Accepted for/Published in: JMIR Formative Research
Date Submitted: Jan 31, 2023
Date Accepted: Mar 2, 2023
Warning: This is an author submission that is not peer-reviewed or edited. Preprints - unless they show as "accepted" - should not be relied on to guide clinical practice or health-related behavior and should not be reported in news media as established information.

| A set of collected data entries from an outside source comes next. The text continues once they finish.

PR #6144, opened 2022-10-11
No fix: Improve the quality of engine script injection on sub frames

cuba:
## Summary of Changes

## Submitter Checklist:

  - [x] Light & dark mode

## Test Plan:

Pete has kindly provided the following test page: 
https://dev-pages.brave.software/filtering/scriptlets.html
Here you should see true for all values.

NOTE: Because filter lists and ad-block rules are loaded in the background when launching the app they may take a moment to kick in. This is a know and more general issue that requires a separate ticket. Please give a moment before testing these scripts.

## Reviewer Checklist:

  - `QA/(Yes|No)`
  - `bug` / `enhancement`

### DIFF
--- a/.gitignore
+++ b/.gitignore
@@ -83,7 +83,6 @@ node_modules
 !ThirdParty/**/node_modules
 
 # Brave
-scripts/
 BuildId.xcconfig
 
 BraveCore/BraveCore.xcframework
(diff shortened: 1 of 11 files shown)


.gitignore
```diff
@@ -81,7 +81,6 @@ MozBuildID.xcconfig
 node_modules
 
 # Brave
-scripts/
```
cuba, line 86: I'm not sure where this is needed but it interferes with the `Scripts_Danamic/Scripts` folder. I haven't seen any other script folder anywhere however if this folder is truly needed, we would just need to be more specific with the path (such as `/scripts`)

cuba:
So what is happening here:
Executing scripts is done so too late for the engine scripts to work effectively. The only way to effectively use the engine scripts is to inject them. However there are 2 problems with this:
1. We cannot target specific sub frames, only the main frame. So we wrap the scripts with a JS check to ensure they execute on the correct sub frame
2. Injecting sub-frame scripts causes a lot of script reloads as frames are loaded as the user scrolls, so we cached the subframe urls so we only need to reload them when a new subframe script is added.

cuba:
Merged as part of a larger PR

Virtual Reality Based Interventions for Promoting Social Participation and Recover: A qualitative study of how professional health service providers perceive barriers to social participation among people in recovery from mental health and substance use disorders
ABSTRACT
Background:
People with mental health and substance use disorders (MHD/SUD) are a highly vulnerable group, particularly affected by social exclusion, marginalization and disconnectedness. Virtual reality technology holds an extraordinary potential for simulating social environments and interactions to mitigate social barriers and marginalization for people in recovery from mental health and substance use disorders. However, it is still unclear how we can harness the greater ecological validity of virtual reality based interventions (VRIs) targeting social and functional impairments in individuals with concurrent mental health and substance use disorders. The aim of this study was to explore barriers to social participation among adults in recovery from MHD/SUD as perceived by community based health care service providers.
Objective:
The aim of this paper is to explore how service providers in community based MHD/SUD health care (CBHC) services perceive barriers to social participation among adults in recovery from MHD/SUD, in order to provide a broader understanding of how we can model learning experiences for promoting social participation in virtual reality environments.
Methods:
Two semi-structured, open ended, dual-moderator focus groups were conducted with participants representing different CBHC services. Service providers were recruited from their MHD/SUD services in our collaborating municipality in Eastern Norway. One group of participants was recruited at a municipal MHD/SUD assisted living facility for service users with ongoing excessive substance use and severe social dysfunctionality. We recruited the second participant group at a community based follow-up care service aimed at clients with a broad range of MHD/SUD and various levels of social functioning. The qualitative data extracted in the interviews were analyzed using reflexive thematic analysis
Results:
The analysis of the service providers’ perceptions of barriers to social participation among MHD/SUD clients revealed five main themes: Challenging or lacking social connections, impaired cognitive functions, negative self-perception, impaired personal functioning, and social marginalization. The barriers identified are interrelated in a cluster of cognitive, socio-emotional and functional impairments leading to a severe and diverse complex of barriers to social participation.
Conclusions:
The findings in this study indicate a need to address cognitive functioning, socio-emotional learning, instrumental skills, and complex social functions to meet the complexity and diversity of the identified barriers to social functioning in our target group. The operationalization of successively complex levels of human and social functioning in this study enables the derivation of specific learning goals and learning taxonomies to enhance specific functional capabilities. This allows us to tie our learning objects to distinct learning taxonomies and apply didactical approaches in designing, structuring, and sequencing VRIs to promote social participation. Clinical Trial: The overall study is registered at clinicaltrails.gov (ref. NCT05653167).